Categories
ChatGPT

The Art of Prompt Compression from Claude Shannon to LLMs

For about a year, I’ve been thinking about what compression looks like for an LLM prompt. Compression in computing is pretty well defined. But I was curious about how short a prompt can be while still having enough information to pull the right answer from the model. 

In order to understand compression in computing, we need to go back to the 1940s. Claude Shannon was trying to understand how to make information communication more efficient. He wanted to answer the question, “How much superfluous content could you squeeze out of the data and still have the same amount of information?” 

He came up with the idea of information entropy. Entropy measures the unpredictability or randomness in a set of data. When things are predictable or repeated, you can compress them. One method for doing this is Run-Length Encoding (RLE). RLE works by identifying sequences where the same data value occurs in many consecutive data elements. Instead of storing each element individually, RLE stores a single data value and a count of how many times it occurs. For example, consider a simple text with the sequence “AAAAAABBBCCDAAA.” Using RLE, this sequence would be compressed to “6A3B2C1D3A.” This means there are six ‘A’s, followed by three ‘B’s, two ‘C’s, one ‘D’, and three ‘A’s.

But there’s only so much you can compress without losing something. If you want to regenerate a whole file, you need all of that information. But say we just want to regenerate an image or a sound. There’s a whole lot of information in the computer file that we can’t see or hear. We can compress it even more if we throw some of this information away. This method, called lossy compression, is often used for multimedia files like images, audio, and video, where a perfect reproduction is not necessary. For example, JPEG images and MP3 audio files use lossy compression to reduce file sizes significantly, sacrificing some quality in the process.

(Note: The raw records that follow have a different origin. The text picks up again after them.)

PR #756, opened 2024-01-09
Workflow: Update Python and Actions + Black formatting Python files

jdsika:
* Add .venv/ and venv/ to .gitignore
* Bump Python minimum to 3.8 as out of support
* Update GitHub Marketplace Actions
* Add workflow to check black formatting
* Add requirements_develop.txt
* Apply black formatting

### DIFF
--- a/format/OSITrace.py
+++ b/format/OSITrace.py
@@ -10,9 +10,10 @@ from osi3.osi_sensorview_pb2 import SensorView
 from osi3.osi_groundtruth_pb2 import GroundTruth
 from osi3.osi_sensordata_pb2 import SensorData
 import warnings
-warnings.simplefilter('default')
 
-SEPARATOR = b'$$__$$'
+warnings.simplefilter("default")
+
+SEPARATOR = b"$$__$$"
 SEPARATOR_LENGTH = len(SEPARATOR)
 BUFFER_SIZE = 1000000
 
@@ -31,7 +32,7 @@ def get_size_from_file_stream(file_object):
 MESSAGES_TYPE = {
     "SensorView": SensorView,
     "GroundTruth": GroundTruth,
-    "SensorData": SensorData
+    "SensorData": SensorData,
 }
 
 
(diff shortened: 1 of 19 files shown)


format/OSITrace.py
PhRosenberger, line 1: If I see that correctly, this was only refactroing in this file, right?

format/osi2read.py
PhRosenberger, line 1: This was also just refactored, right? - Why do you change all the '-signs to "-signs?

format/OSITrace.py
jdsika: Yes, I applied black formatting the same as it is applied in osi-validation. It is done in order to keep the same coding style throughout projects.

format/osi2read.py
jdsika: This is the way

format/OSITrace.py
PhRosenberger: Ok fine, thx

PhRosenberger (approved):
I am fine with the code refactoring and black formatting.
I cannot help that much with the workflow changes.
Hope to get some more detailed feedback from @pmai there.

pmai:
I have created a separate PR for non-python related build workflow changes, that also adds support for newer protobuf releases (upto current 25.x releases), leaving this PR for python-related changes to workflow and python code changes, if wanted.

The apt-get update dance should be dropped, since we should never depend on anything more specific from the base system.

I'm not a huge fan of the black reformatting (or usually any automatic reformattings), as it just seems to change one set of idiosynchracies for another, but whatever floats anyones boat (I think the code should be rewritten in places to make it clearer, something the reformatting really doesn't address).

pmai:
I've refactored to built upon the other workflow enhancements, so once those are merged only the python-related changes will remain in this PR.

jdsika:
> I have created a separate PR for non-python related build workflow changes, that also adds support for newer protobuf releases (upto current 25.x releases), leaving this PR for python-related changes to workflow and python code changes, if wanted.
> 
> The apt-get update dance should be dropped, since we should never depend on anything more specific from the base system.
> 
> I'm not a huge fan of the black reformatting (or usually any automatic reformattings), as it just seems to change one set of idiosynchracies for another, but whatever floats anyones boat (I think the code should be rewritten in places to make it clearer, something the reformatting really doesn't address).

not that I disagree with your stance towards formatting but in our case this will be done the same way as in the osi-validation and if a lot of people work on something it is helping to provide a consistent visual.

pmai:
CCB 2014-01-15: Merge as-is.

PR #766, opened 2024-01-22
Support more protobuf versions in GitHub workflow

### LINKED ISSUE #765: Check different Protobuf versions
#### Describe the bug
I suspect, that the pipeline will fail for some protobuf versions. I will investigate on a branch.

So now let’s go a step further. Think about all of the information that’s stored in your brain. In your head is an enormous amount of data, stored in a highly efficient manner. Your brain filters out unnecessary details and retains what’s important, storing them in the neural network.

Large Language Models, like OpenAI, store information in a computational neural network similar to the brain. They compress all of the knowledge of the world into a model. These models are trained on diverse datasets, ranging from books and articles to websites and social media posts. The training process involves identifying patterns and relationships within the data, effectively compressing the vast amount of information into a smaller, more manageable form. This compressed knowledge allows the model to generate relevant and coherent responses to a wide variety of prompts, mimicking human-like understanding and communication. 

Now let’s move on to LLM prompts. Prompts are instructions to pull out information from this model. If we want something “obvious” from the LLM, the prompt can be quite short. Think of a knitting pattern: a simple scarf needs few instructions, while an intricate sweater requires detailed directions. The more intricate the pattern, the more information is needed to ensure it turns out well. These complex requests have higher entropy because they contain more uncertainty and require more detailed information to achieve the desired result.

So entropy in an LLM prompt is about how much uncertainty, complexity, and variety there is in the text you give the model. It’s about how surprising the prompt is to the model and how many twists and turns there are. Imagine you’re asking a question that no one would expect, with lots of details crammed into it. That’s a high-entropy prompt. The model, or computer program, then has to dig through all its knowledge to give a complex and interesting answer.

Just like computational compression, LLM prompt compression is all about entropy. We can make the prompts shorter by cutting out the extra parts and keeping only the key details, making prompts that are short but still clear. But there’s a limit to how small this can be made. It all comes back to entropy and how novel and surprising we want the answer to be. The more surprising, vs. what the model expects, the more entropy and the less it can be compressed.